3) Hand-made polymorphism

(only really works for closed hierarchies)

The latter is based on my experience exploring the LLVM/Clang codebase. A compiler has the very same problem that you are faced with: for tens or hundreds of thousands of small items a vpointer per item really increases memory consumption, which is annoying.

Therefore, they took a simple approach:

• each class hierarchy has a companion enum listing all members
• each class in the hierarchy passes its companion enumerator to its base upon construction
• virtuality is achieved by switching over the enum and casting appropriately

In code:

enum class FooType { Foo, Bar, Bor };

class Foo {
public:
    int dodispatcher() {
        switch(_type) {
        case FooType::Foo:
            return static_cast<Foo&>(*this).dosomething();

        case FooType::Bar:
            return static_cast<Bar&>(*this).dosomething();

        case FooType::Bor:
            return static_cast<Bor&>(*this).dosomething();
        }
        assert(0 && "Should never get there");
    }
private:
    FooType _type;
};

The switches are pretty annoying, but they can be more or less automated playing with some macros and type list.
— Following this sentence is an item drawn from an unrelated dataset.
PR #2330, opened 2025-07-31
incusd/instance/qemu: Cleanup volume eject/detach logic

stgraber:
This removes some duplicate logic, avoids failures when volumes come from profiles and adds special-handling for our internal volumes.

LLVM typically use a file like:

 // FooList.inc
 ACT_ON(Foo)
 ACT_ON(Bar)
 ACT_ON(Bor)

and then you do:

 void Foo::dodispatcher() {
     switch(_type) {
 #   define ACT_ON(X) case FooType::X: return static_cast<X&>(*this).dosomething();

 #   include "FooList.inc"

 #   undef ACT_ON
     }

     assert(0 && "Should never get there");
 }

Chris Lattner commented that due to how switches are generated (using a table of code offsets) this produced code similar to that of a virtual dispatch, and thus had about the same amount of CPU overhead, but for a lower memory overhead.

Obviously, the one drawback is that Foo.cpp need to include all of the headers of its derived classes. Which effectively seals the hierarchy.

I voluntarily presented the solutions from the most open one to the most closed one. They have various degrees of complexity/flexibility, and it is up to you to choose which one suits you best.

One important thing, in the latter two cases destruction and copies require special care.